By Ryan Velez
Pregnancy is a rough time for an expecting mother, from health concerns regarding the child to how the actual delivery will go to how they will be as a mother. This is to say nothing of the significant financial weight of bringing a child into the world. Black Enterprise reports that this financial concern is growing with mothers of all stripes—and it could potentially be harming themselves and their children’s health.
The results came from a study done at The Ohio State University Wexner Medical Center, tracking 138 racially diverse women over the course of two years. Throughout the study, a correlation was found between stress while expecting and delivering a baby with low birth weight. Defined as below 5 pounds and 8 ounces, low birth weight can lead to health problems, some of which require weeks for the baby in intensive care delivery.
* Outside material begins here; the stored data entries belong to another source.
PR #3056, opened 2024-04-26
feat(FN-2734): add batch save to migrator

JoshBinns2000:
## Introduction :pencil2:
If there are too many fee records, trying to save everything all at once causes an error (see #3043)

Updates the migrator to save reports first and then batch save fee records afterwards.


ChristianMcc (approved):
LGTM but can you check linting/formatting on this against the codacy?

ChristianMcc (changes requested):
Just need a lint fix

ChristianMcc (dismissed):

ChristianMcc (approved):

PR #3058, opened 2024-04-29
feat(dtfs2-7069): update dtfs helpdesk hyperlink

AlexBramhill:
## Introduction :pencil2:
update email to use new helpdesk hyperlink, update accessibility to use env var for email address

use env vars to determine whether to display helpdesk hyperlink


trade-finance-manager-ui/templates/_partials/footer.njk
```diff
@@ -29,4 +33,4 @@
       </div>
     </div>
   </div>
-</footer>
+</footer>
```
MarRobSoftwire, line 36: Should the new line have been deleted?

trade-finance-manager-ui/templates/_partials/footer.njk
```diff
@@ -4,14 +4,18 @@
       <div class="govuk-footer__meta">
         <div class="govuk-footer__meta-item govuk-footer__meta-item--grow">
           <h2 data-cy="contact-us-footer">Contact us</h2>
-
           <dl class="contact-details">
-            <dt>Email:</dt>
-            <dd>DigitalService.TradeFinance@ukexportfinance.gov.uk</dd>
+            {% if CONTACT_US_SELF_SERVICE_PORTAL_URL %}
```
MarRobSoftwire, line 8: Is the plan to phase this out eventually? Should there be a ticket & `TODO` for this?

MarRobSoftwire (commented):
Couple minor Qs but looks good

trade-finance-manager-ui/templates/_partials/footer.njk
AlexBramhill: So...it could technically be phased out later. I thought about it and maybe think it's better to keep in because:
- We're going to have different env vars for non dev and prod
- Therefore we are always going to have an env var for this
- Therefore there is a chance this isn't present
- Therefore we should allow a fallback to email address if not present
- As part of another ticket, we've updated the email addresses, so I've added in the same pattern here (with fallback, just in case!)

Does that make sense to you? Or should we make a ticket for it to scream if this env var is missing?

AlexBramhill: I've added a ticket for this and for a review of whether we want to remove this and added comments

MarRobSoftwire: Yeah think it feels weird to fail silently but makes sense to worry about that once Prod has the relevant env updated

MarRobSoftwire (dismissed):

trade-finance-manager-ui/server/nunjucks-configuration/index.js
```diff
@@ -24,6 +29,13 @@ const configureNunjucks = (opts) => {
 
   const nunjucksEnvironment = nunjucks.configure(appViews, opts);
 
+  // TODO: DTFS2-7138 remove contact us env vars
+  nunjucksEnvironment.addGlobal('CONTACT_US_SELF_SERVICE_PORTAL_URL', CONTACT_US_SELF_SERVICE_PORTAL_URL);
+  nunjucksEnvironment.addGlobal(
+    'CONTACT_US_EMAIL_ADDRESS',
+    CONTACT_US_EMAIL_ADDRESS || 'DigitalService.TradeFinance@ukexportfinance.gov.uk',
```
abhi-markan, line 36: Can we remove `'DigitalService.TradeFinance@ukexportfinance.gov.uk'` please?

abhi-markan (changes requested):

trade-finance-manager-ui/server/nunjucks-configuration/index.js
AlexBramhill: sorry other comment got lost -- we should keep this tohave a fall back in case env vars are missing. we have a ticket to remove this once we've migrated over

abhi-markan (dismissed):

abhi-markan (approved):

PR #3062, opened 2024-05-01
chore(FN): commonise and fix sql db seeder

JoshBinns2000:
## Introduction :pencil2:
We want to commonise the `sql-db-seeder` into the `utils` package.

Commonising causes the `typeorm-extension` node modules to be installed at the project root and not in `utils/sql-db-seeder`, likely due to version with other packages conflicts. As `typeorm-extension` requires you to directly run the `cli.cjs` script from the node modules if you do not build the typescript files, we need to somehow get access to the node modules in the `utils/sql-db-seeder` directory.

This PR achieves this by adding a `"predb:seed"` script to `utils/package.json` which removes `utils/sql-db-seeder/node_modules` and then copies the root `node_modules/typeorm-extension` into `utils/sql-db-seeder`. The rest of the commands then work as they previously did.


ChristianMcc (approved):

utils/package.json
```diff
@@ -1,13 +1,15 @@
 {
-    "name": "utilities-mock-data-loader",
+    "name": "dtfs-utilities",
     "version": "1.0.0",
     "description": "DTFS Utilities",
     "license": "MIT",
     "author": "UK Export Finance",
     "scripts": {
+        "predb:seed": "rm -rf sql-db-seeder/node_modules && (cd sql-db-seeder && mkdir node_modules && cp -r ../../node_modules/typeorm-extension node_modules)",
+        "db:seed": "npx ts-node sql-db-seeder/node_modules/typeorm-extension/bin/cli.cjs seed:run -r sql-db-seeder -d src/seeding-data-source.ts",
```
RLavender98, line 9: Please can we update the docs to mention you need to run `predb:seed` and maybe also a short explanation of this weirdness?

PR #3064, opened 2024-05-01
feat(FN-2420): ukef utilisation report email notifications to multiple addresses

RLavender98:
## Introduction :pencil2:
Add support for sending utilisation report upload emails to multiple email addresses.

- Use a list of emails in the env var for UKEF report email notification recipients
- Send utilisation report uploaded notifications to all emails in the list

- Refactor the upload controller to extract some of the logic into separate services
- Add some unit tests for the controller and created services
- Don't fail upload request if sending notification email to UKEF fails


portal-api/src/v1/services/utilisation-report/email-service.ts
```diff
@@ -0,0 +1,82 @@
...
+import { EMAIL_TEMPLATE_IDS } from '../../../constants';
+import { formatDateForEmail } from '../../helpers/formatDateForEmail';
+import api from '../../api';
+import { InvalidEnvironmentVariableError } from '../../errors';
+
+const getUkefGefReportingEmailRecipients = () => {
+  const EmailsSchema = array(string());
+
+  try {
+    const emails =  EmailsSchema.parse(JSON.parse(asString(process.env.UKEF_GEF_REPORTING_EMAIL_RECIPIENT, 'UKEF_GEF_REPORTING_EMAIL_RECIPIENT')));
```
RLavender98, line 13: This requires emails to be provided as: 
`UKEF_GEF_REPORTING_EMAIL_RECIPIENT=["email1", "email2"]`
The env var is just read as a string so we can change this to a different form if we could like, just anything we can then parse and turn into an array

portal-api/src/v1/controllers/utilisation-report-service/utilisation-report-upload.controller.js
```diff
@@ -1,161 +1,52 @@
...
-    if (existingReport.status !== UTILISATION_REPORT_RECONCILIATION_STATUS.REPORT_NOT_RECEIVED) {
-      return res
-        .status(500)
-        .send(
-          `Expected report to be in '${UTILISATION_REPORT_RECONCILIATION_STATUS.REPORT_NOT_RECEIVED}' state (was actually in '${existingReport.status}' state)`,
-        );
+    try {
+      await sendUtilisationReportUploadNotificationEmailToUkefGefReportingTeam(parsedUser?.bank?.name, formattedReportPeriod);
+    } catch(error) {
+      console.error('Failed to send report upload notification to ukef gef reporting team %o', error);
```
RLavender98, line 31: This catching here is a change to functionality, it just felt weird to be showing the user an error page when this emails fails to send given they are not told it was sending it in the first place and otherwise the upload went fine. But if we don't want this I can change this back. I thought about changing the other email to also fail quietly from the user's perspective but left it since we display the email addresses on the page so that would have required more thinking.

portal-api/src/v1/services/utilisation-report/azure-file-service.js
RLavender98, line 1: I wasn't too sure on the best place to put this and the email-service and indeed their names. Settled for a services folder, with a `utilisation-reports` folder then `-service` file names. Keen to know if there is a better pattern I could use.

portal-api/src/v1/services/utilisation-report/email-service.ts
```diff
@@ -0,0 +1,82 @@
...
+        bankName,
+        reportPeriod,
+      }),
+    ),
+  );
+};
+
+/**
+ * Calls the DTFS Central API to get bank details by bank ID and
+ * returns only the payment officer team
```
JoshBinns2000, line 39: Missing `@param`

portal-api/src/v1/services/utilisation-report/email-service.ts
```diff
@@ -0,0 +1,82 @@
...
+    return bank.paymentOfficerTeam;
+  } catch (error) {
+    console.error('Unable to get bank payment officer team details by ID %o', error);
+    throw error;
+  }
+};
+
+/**
+ * Sends notification email to bank payment officer team that a utilisation report has been
+ * received and return the payment officer team email address.
```
JoshBinns2000, line 53: Missing `@param`s

portal-api/src/v1/validation/utilisation-report/utilisation-report-upload-validator.ts
```diff
@@ -0,0 +1,21 @@
+import { ReportPeriod, UTILISATION_REPORT_RECONCILIATION_STATUS, getFormattedReportPeriodWithLongMonth } from '@ukef/dtfs2-common';
+import { InvalidReportStatusError } from '../../errors';
+import api from '../../api';
+
+export const validateReportForPeriodIsInReportNotReceivedStateAndReturnId = async (bankId: string, reportPeriod: ReportPeriod): Promise<number> => {
```
JoshBinns2000, line 5: This feels to me like it is doing too much for one function 🤔

portal-api/src/v1/services/utilisation-report/azure-file-service.js
JoshBinns2000: This looks fine to me

portal-api/src/v1/controllers/utilisation-report-service/utilisation-report-upload.controller.js
JoshBinns2000: Personally, I think the failing silently is something we want to add to the function being called rather than in the controller (a try-catch inside the try-catch feels a bit strange to read). My preferred method would be to have two methods exported from the emails service - one which can throw and has the name `sendUtilisation...OrThrow` and one which doesn't, but I'm not sure if that's the best solution here

JoshBinns2000 (changes requested):
I think there are some places where prettier needs to be run, but otherwise looks pretty good

portal-api/src/v1/errors/invalid-report-status.error.ts
```diff
@@ -0,0 +1,6 @@
+export class InvalidReportStatusError extends Error {
```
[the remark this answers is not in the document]
RLavender98: In the interest of this PR not taking on too many refactors I'm tempted to push against this for now

portal-api/src/v1/services/utilisation-report/email-service.ts
```diff
@@ -0,0 +1,82 @@
...
+  } catch (error) {
+    console.error('Failed to parse UKEF_GEF_REPORTING_EMAIL_RECIPIENTS ', error);
+    throw new InvalidEnvironmentVariableError('Failed to parse UKEF_GEF_REPORTING_EMAIL_RECIPIENTS');
+  }
+};
+
+/**
+ * Sends notification email to UKEF GEF reporting email recipients that a utilisation report has been submitted
+ * @param {string} bankName - name of the bank
+ * @param {string} reportPeriod - period for which the report covers as a string, eg. June 2023
```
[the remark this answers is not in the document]
RLavender98: That was pre-existing, we get the formatted report period in the request from portal so that has been used I assume for simplicity over reformatting the report period object?

portal-api/src/v1/validation/utilisation-report/utilisation-report-upload-validator.ts
RLavender98: Yeah i struggled with this one a bit, I think I should perhaps move most of it back to the controller

portal-api/src/v1/controllers/utilisation-report-service/utilisation-report-upload.controller.js
RLavender98: Originally I had it in the downstream method but the issue I felt was then it doesn't match the behaviour of the other send email method, and also both send multiple emails and could throw sending one and not the others as well so 'OrThrow' seems a little misleading in and of itself if I add it to the other method...

portal-api/src/v1/api.js
```diff
@@ -346,11 +346,14 @@ const getUtilisationReportById = async (id) => {
...
+/**
+ * Call the central API to get a bank
+ * @returns {Promise<import('./api-response-types').BankResponse>} response of API call
+ */
 const getBankById = async (bankId) => {
   try {
     if (!isValidBankId(bankId)) {
-      console.error('Get bank failed with the following bank ID %s', bankId);
-      return false;
+      throw new Error(`Invalid bank id: ${bankId}`);
```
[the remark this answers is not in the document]
JoshBinns2000: It looks like there may now be some indenting which is slightly off after removing the try-catch :)

portal-api/src/v1/controllers/utilisation-report-service/utilisation-report-upload.controller.js
```diff
@@ -1,161 +1,80 @@
...
+const { InvalidReportStatusError } = require('../../errors');
 
 /**
- * Calls the DTFS Central API to get bank details by bank ID and
- * returns only the payment officer team name and email
- * @param {string} bankId - the bank ID
- * @returns {Promise} payment officer team name and email
+ * Fetches report for bank for given report period
+ * @param {string} bankId
+ * @param {ReportPeriod} reportPeriod
```
JoshBinns2000, line 16: I think this may need to be `{import('@ukef/dtfs2-common').ReportPeriod}`?

portal-api/src/v1/controllers/utilisation-report-service/utilisation-report-upload.controller.js
```diff
@@ -1,161 +1,80 @@
...
-    const existingReport = existingReports[0];
-
-    if (existingReport.status !== UTILISATION_REPORT_RECONCILIATION_STATUS.REPORT_NOT_RECEIVED) {
-      return res
-        .status(500)
-        .send(
-          `Expected report to be in '${UTILISATION_REPORT_RECONCILIATION_STATUS.REPORT_NOT_RECEIVED}' state (was actually in '${existingReport.status}' state)`,
-        );
+    const report = await getReportForPeriod(bankId, parsedReportPeriod);
+    validateReportIsInReportNotReceivedState(report);
```
JoshBinns2000, line 49: I think this is better than the function we had before - nice change!

portal-api/src/v1/controllers/utilisation-report-service/utilisation-report-upload.controller.js
```diff
@@ -1,161 +1,80 @@
...
+    const azureFileInfo = await saveUtilisationReportFileToAzure(file, bankId);
+    const { dateUploaded } = await api.saveUtilisationReport(report.reportId, parsedReportData, parsedUser, azureFileInfo);
+
+    try {
+      await sendUtilisationReportUploadNotificationEmailToUkefGefReportingTeam(
+        parsedUser?.bank?.name,
+        formattedReportPeriod,
+      );
+    } catch (error) {
+      console.error('Failed to send report upload notification to ukef gef reporting team %o', error);
```
JoshBinns2000, line 59: Do you think it is worthwhile for us to add a comment above this try-catch to explain why we don't want everything to fail if this throws?

portal-api/src/v1/controllers/utilisation-report-service/utilisation-report-upload.controller.js
```diff
@@ -1,161 +1,80 @@
...
-      parsedUser,
+      new Date(dateUploaded),
+      parsedUser.firstname,
+      parsedUser.surname,
     );
     return res.status(201).send({ paymentOfficerEmails });
   } catch (error) {
-    console.error('Failed to save utilisation report %o', error);
+    if (error instanceof InvalidReportStatusError) {
+      return res.status(500).send(error.message);
```
JoshBinns2000, line 71: Could we update `InvalidReportStatusError` to have its own error code rather than hard-coding the `500` here?

portal-api/src/v1/services/utilisation-report/email-service.test.ts
```diff
@@ -0,0 +1,106 @@
...
+    });
+
+    it('should throw an error if email recipients not provided in correct format', async () => {
+      // Arrange
+      process.env.UKEF_GEF_REPORTING_EMAIL_RECIPIENT = 'email1@ukexportfinance.gov.uk,email2@ukexportfinance.gov.uk';
+
+      // Act + Assert
+      await expect(
+        sendUtilisationReportUploadNotificationEmailToUkefGefReportingTeam('My Bank', 'June 2026'),
+      ).rejects.toThrow(Error);
```
JoshBinns2000, line 52: Do you think there is any benefit here to asserting that the error thrown is exactly what we expect rather than just checking that `Error` is thrown? I only ever include the `Error` constructor if I actually want to assert against the body of the error, like
```typescript
await expect(...).rejects.toThrow(new Error('my error message');
```
Otherwise, I tend to just use
```typescript
await expect(...).rejects.toThrow();
```
which I think does the same as the assertion we have here. Is there a benefit I'm missing with providing the plain `Error` object as an argument to `toThrow`?

portal-api/src/v1/validation/utilisation-report/utilisation-report-validator.test.ts
```diff
@@ -0,0 +1,29 @@
...
+      Object.values(UTILISATION_REPORT_RECONCILIATION_STATUS).filter((status) => status !== 'REPORT_NOT_RECEIVED'),
+    )('throws InvalidReportStatusError if report has status %s', (status: UtilisationReportReconciliationStatus) => {
+      // Arrange
+      const report = { ...aUtilisationReportResponse(), status };
+
+      // Act + Assert
+      expect(() => validateReportIsInReportNotReceivedState(report)).toThrow(InvalidReportStatusError);
+    });
+
+    it('returns report id if report has REPORT_NOT_RECEIVED status', () => {
```
JoshBinns2000, line 21: Should this be `'does not throw if the report has REPORT_NOT_RECEIVED status'`?

portal-api/src/v1/errors/invalid-report-status.error.ts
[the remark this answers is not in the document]
JoshBinns2000: That's fair. I left a comment about this elsewhere, but I think we should still include the specific http error code in this class as if it were using the `ApiError` class so that the controller doesn't need to hard code the `500` itself

portal-api/src/v1/services/utilisation-report/email-service.ts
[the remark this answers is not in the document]
JoshBinns2000: That makes sense to me

portal-api/src/v1/controllers/utilisation-report-service/utilisation-report-upload.controller.js
RLavender98: I guess I didn't add one because to me it feels fairly clear what the intention is and I am quite used to this being the pattern around downstream secondary actions. It is covered by a test case that you would have to intentionally remove to change this. That said, if this looks confusing to you as a reader then I will add a comment as that would be the only reason for a comment and as the author it is perhaps not down to me to solely judge that.

JoshBinns2000: It doesn't look confusing to me - I just wanted to know whether you thought it would be worth including a comment or not. More than happy to not include one as I do think it is quite clear as is :)

portal-api/src/v1/controllers/utilisation-report-service/utilisation-report-upload.controller.js
```diff
@@ -1,161 +1,80 @@
...
-
-/**
- * Sends notification email to PDC Inputters that a utilisation report has been submitted
- * @param {string} bankName - name of the bank
- * @param {string} reportPeriod - period for which the report covers as a string, eg. June 2023
- */
-const sendEmailToPdcInputtersEmail = async (bankName, reportPeriod) => {
-  await sendEmail(EMAIL_TEMPLATE_IDS.UTILISATION_REPORT_NOTIFICATION, PDC_INPUTTERS_EMAIL_RECIPIENT, {
-    bankName,
+const getReportForPeriod = async (bankId, reportPeriod) => {
```
JoshBinns2000, line 18: Could this be `getReportByBankIdAndReportPeriod`?

portal-api/src/v1/controllers/utilisation-report-service/utilisation-report-upload.controller.js
```diff
@@ -1,161 +1,80 @@
...
-
-    console.info(`Successfully saved utilisation report to Azure for bank: ${bankId}`);
-    return fileInfo;
-  } catch (error) {
-    console.error('Failed to save utilisation report to Azure ', error);
-    throw error;
-  }
-};
+  return reportsForPeriod[0];
+}
```
JoshBinns2000, line 32: Missing semi-colon I think (now that the prettier PR has been merged, it should be possible to run `npm run prettier:fix` to fix any and all of these formatting things)

portal-api/src/v1/services/utilisation-report/email-service.test.ts
```diff
@@ -0,0 +1,115 @@
+import { BankResponse } from 'src/v1/api-response-types';
```
JoshBinns2000, line 1: This should import from `'../../api-response-types'` I think

JoshBinns2000 (commented):
Only a couple of small comments - happy to approve once they're resolved and main is merged in

JoshBinns2000 (dismissed):
LGTM

JoshBinns2000 (dismissed):

JoshBinns2000 (approved):

PR #3091, opened 2024-05-02
feat(FN-1488): add find reports by year page

RLavender98:
## Introduction :pencil2:
Add find reports by year page to TFM

- Add a link to the find reports by year page to the banks reports screen
- Add new page "Find report by year" where the user can select a bank and a year to search for reports

Screenshot 2024-05-03 at 10 42 00

Screenshot 2024-05-03 at 10 42 18


trade-finance-manager-ui/server/controllers/utilisation-reports/find-reports-by-year/search-input-validator.test.ts
```diff
@@ -0,0 +1,126 @@
...
+describe('controllers/utilisation-reports/find-reports-by-year/search-input-validator', () => {
+  const BANK_ID_ONE = '1';
+  const BANK_ID_TWO = '2';
+  const BANK_ID_THREE = '3';
+  const BANK_IDS: string[] = [BANK_ID_ONE, BANK_ID_TWO, BANK_ID_THREE];
+
+  describe('search-input-validator', () => {
+    it('returns empty errors if no bank and year', () => {
+      // Arrange
+
```
JoshBinns2000, line 13: I'm guessing empty `// Arrange` is here to make it clear that you are not including a bank or year?

trade-finance-manager-ui/server/controllers/utilisation-reports/find-reports-by-year/search-input-validator.ts
```diff
@@ -0,0 +1,60 @@
...
+const isBefore2024 = (year: number): boolean => year < 2024;
+
+const isInTheFuture = (year: number): boolean => year > new Date().getFullYear();
+
+const validateYearInputAndReturnErrorMessageIfInvalid = (year: unknown): string | undefined => {
+  const validYearRegex = new RegExp(REGEX.YEAR);
+  if (!year || !isNonEmptyString(year) || !validYearRegex.test(year)) {
+    return 'Enter a valid year';
+  }
+  const yearParsed = Number(year);
```
JoshBinns2000, line 24: Should this be `parsedYear`?

trade-finance-manager-ui/server/controllers/utilisation-reports/find-reports-by-year/search-input-validator.ts
```diff
@@ -0,0 +1,60 @@
...
+  bankError: string | undefined;
+  yearError: string | undefined;
+};
+
+const isBefore2024 = (year: number): boolean => year < 2024;
+
+const isInTheFuture = (year: number): boolean => year > new Date().getFullYear();
+
+const validateYearInputAndReturnErrorMessageIfInvalid = (year: unknown): string | undefined => {
+  const validYearRegex = new RegExp(REGEX.YEAR);
```
JoshBinns2000, line 20: This creation of a `RegExp` object isn't needed - a regex literal can be used in the same was as a `RegExp` object: `REGEX.YEAR.test(year)`

trade-finance-manager-ui/server/controllers/utilisation-reports/find-reports-by-year/search-input-validator.ts
```diff
@@ -0,0 +1,60 @@
...
+  if (!bankId || !isNonEmptyString(bankId) || !allBankIds.includes(bankId)) {
+    return 'Select a bank';
+  }
+  return undefined;
+};
+
+export const validateSearchInput = (
+  bankId: unknown,
+  year: unknown,
+  allBankIds: string[],
```
JoshBinns2000, line 41: I think these parameters should be wrapped up in an object rather than being defined one after another in this case

trade-finance-manager-ui/server/controllers/utilisation-reports/find-reports-by-year/search-input-validator.ts
```diff
@@ -0,0 +1,60 @@
...
+): FindUtilisationReportByYearValidationErrors => {
+  if (!bankId && !year) {
+    return { errorSummary: [], bankError: undefined, yearError: undefined };
+  }
+
+  const errorSummary: Error[] = [];
+  const bankError = validateBankInputAndReturnErrorMessageIfInvalid(bankId, allBankIds);
```
JoshBinns2000, line 48: This `validate<Thing>AndReturn<Thing>IfInvalid` seems a bit bloated to me. What do you think about instead calling this function `getValidationErrorForBankInput`?

trade-finance-manager-ui/server/test-mocks/mock-banks.ts
```diff
@@ -13,7 +13,7 @@ const MONTHLY_REPORT_PERIOD_SCHEDULE = [
   { startMonth: 12, endMonth: 12 },
 ];
 
-const MOCK_BANKS = {
+export const MOCK_BANKS = {
```
JoshBinns2000, line 16: Seeing as you've added the `Bank` type below, could we add the `MOCK_BANKS: Bank[]` type assertion here?

trade-finance-manager-ui/server/controllers/utilisation-reports/find-reports-by-year/search-input-validator.ts
```diff
@@ -0,0 +1,60 @@
+import { isNonEmptyString } from '@ukef/dtfs2-common';
+import { REGEX } from '../../../constants';
+
+type Error = {
```
JoshBinns2000, line 4: This probably shouldn't be called `Error` as the `Error` type definition is already taken by the javascript `Error` class

trade-finance-manager-ui/templates/utilisation-reports/find-utilisation-reports-by-year.njk
```diff
@@ -0,0 +1,75 @@
...
+                text: yearError,
+                attributes: {
+                  'data-cy': 'year-error-message'
+                }
+              },
+              value: selectedYear
+            }) }}
+          {{ govukButton ({
+            text: "Continue",
+            attributes: {'data-cy': 'continue-button'}
```
JoshBinns2000, line 69: Should this be on a new line (like line 62)?

trade-finance-manager-ui/server/controllers/utilisation-reports/find-reports-by-year/search-input-validator.test.ts
```diff
@@ -0,0 +1,126 @@
...
+      // Assert
+      expect(errorSummary).toEqual(expectedErrorSummary);
+      expect(bankError).toEqual(undefined);
+      expect(yearError).toEqual(expectedYearError);
+    });
+
+    it('returns year error if year param is after current year', () => {
+      // Arrange
+      const now = new Date();
+      const dateInNextYear = add(now, { years: 1 });
```
JoshBinns2000, line 97: Could we use `addYears` here instead?

JoshBinns2000 (dismissed):
Most of this looks good. My main concern at the moment is that we are using query parameters to decide which template to render, whereas I think it is probably more appropriate to use a different route with path parameters when a successful search is done so that the `render the previous reports` controller is separate from the `find reports by bank and year` controller

trade-finance-manager-ui/server/controllers/utilisation-reports/find-reports-by-year/search-input-validator.ts
JoshBinns2000: Changed to `ErrorSummaryItem`

trade-finance-manager-api/api-tests/v1/banks/get-all-banks.api-test.ts
```diff
@@ -0,0 +1,27 @@
...
+    it('gets banks for authenticated user', async () => {
+      // Arrange
+      const user = await testUserCache.initialise(app);
+
+      // Act
+      const response: CustomResponse = await as(user).get('/v1/banks');
+
+      // Assert
+      expect(response.status).toEqual(200);
+      expect(response.body).not.toBeNull();
```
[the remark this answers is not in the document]
ChristianMcc: I reckon not worth as this test isn't populating a bank then testing it's the right banks it's just relying on data from mocker-data-loader, I don't like coupling those too tightly even though it's done in other places

trade-finance-manager-ui/templates/utilisation-reports/find-utilisation-reports-by-year.njk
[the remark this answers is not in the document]
ChristianMcc: Rename sounds good, i don't mind too much if it doesn't change

ChristianMcc (dismissed):
LGTM :)

ChristianMcc (approved):

PR #3092, opened 2024-05-03
feat(FN-1615): add generic for express render options

JoshBinns2000:
## Introduction :pencil2:
It would be nice to have a way of defining the type we want to use for the express `res.render` method.

- Adds a new declaration file to merge the declaration for the express `core.Response.render` function
- Updates `res.render` in the controller for `getUtilisationReportReconciliationForReport` in TFM-UI

### DIFF
--- a/trade-finance-manager-ui/server/controllers/utilisation-reports/utilisation-report-reconciliation-for-report/index.ts
+++ b/trade-finance-manager-ui/server/controllers/utilisation-reports/utilisation-report-reconciliation-for-report/index.ts
@@ -1,16 +1,8 @@
 import { Request, Response } from 'express';
-import { SessionBank, ValuesOf, getFormattedReportPeriodWithLongMonth } from '@ukef/dtfs2-common';
+import { getFormattedReportPeriodWithLongMonth } from '@ukef/dtfs2-common';
 import api from '../../../api';
 import { asUserSession } from '../../../helpers/express-session';
 import { PRIMARY_NAVIGATION_KEYS } from '../../../constants';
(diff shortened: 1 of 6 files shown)


trade-finance-manager-ui/server/controllers/utilisation-reports/utilisation-report-reconciliation-for-report/index.ts
```diff
@@ -9,9 +9,14 @@ export const getUtilisationReportReconciliationByReportId = async (req: Request,
   const { reportId } = req.params;
 
   try {
-    const utilisationReportReconciliationDetails = await api.getUtilisationReportReconciliationDetailsById(reportId, userToken);
+    const utilisationReportReconciliationDetails = await api.getUtilisationReportReconciliationDetailsById(
+      reportId,
+      userToken,
```
abhi-markan, line 14: Various GitHub alerts on type any.

trade-finance-manager-ui/server/types/express-serve-static-core.d.ts
```diff
@@ -0,0 +1,17 @@
+// eslint-disable-next-line @typescript-eslint/no-unused-vars
```
abhi-markan, line 1: Please remove inline rule override.

abhi-markan (changes requested):
If this approach is must then I would prefer being applied across other UI microservices for consistency.

abhi-markan:
@JoshBinns2000 is this PR still required or can we close this?

JoshBinns2000:
The pattern of adding a `render<View>` function at the controller level has been added in preference to this typescript-first approach

PR #3098, opened 2024-05-03
Feat/dtfs2-7075/refactor-and-commonise-validation-of-payloads

AlexBramhill:
## Introduction :pencil2:
As part of the work adding the `isTrusted` role, I've found the need to have partial validation on our payloads.

To fix this I looked at commonising our existing validation of payloads into common lib. I also took the time to convert the file to typescript and utilise zod, which makes our checking more precise.

I also commonised the schemas.

added `areAllPropertiesRequired` to allow for checking of updates


libs/common/src/schemas/payload.ts
```diff
@@ -0,0 +1,73 @@
+import z from 'zod';
+
+export const BANK = z.object({
+  id: z.string(),
+  name: z.string(),
+  mga: z.array(z.string()),
+  emails: z.array(z.string()),
```
JoshBinns2000, line 7: zod has inbuilt email validation too: `z.string().email()`

PR #3109, opened 2024-05-13
feat(FN-1615): fix migration adding status to work with ledger tables

JoshBinns2000:
## Introduction :pencil2:
Ledger tables require you new columns added to be nullable even if they have a default value. However, once they are populated with the default value, they can then be altered to be non-nullable. 

- Updates the migration to first add a nullable `status` column with a default value, and then alters the column to be non-nullable


ChristianMcc (approved):
LGTM :)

It has also been linked to health issues later in life, including respiratory and digestive problems as well as a higher risk for heart disease and obesity.
“To gauge their level of financial strain, we asked pregnant women questions about how difficult it would be to live on their annual household income in the coming weeks,” said Amanda Mitchell, lead author of the study and researcher at the Institute for Behavioral Medicine Research at The Ohio State University Wexner Medical Center, in a press release. “We found that the more stress a woman reported, the greater the likelihood that she would have a baby of low birth weight.” Financial issues mentioned in the study included working after the baby’s birth, costs of healthcare and housing, and overall effects on the standard of living.
Interestingly, financial standing didn’t have much effect on the degree of stress. “We found that high-stress levels were present across all income levels,” said Lisa Christian, principal investigator of the study, in a press release. “It wasn’t just how much money someone had available that was driving this effect. It was actually the perception of her ability to meet her expenses.” While the study authors suggest using professional help or techniques like meditation to lower their stress levels, this must also be balanced with financial planning. Certain things may be out of your control, but it is important to take a handle on what is.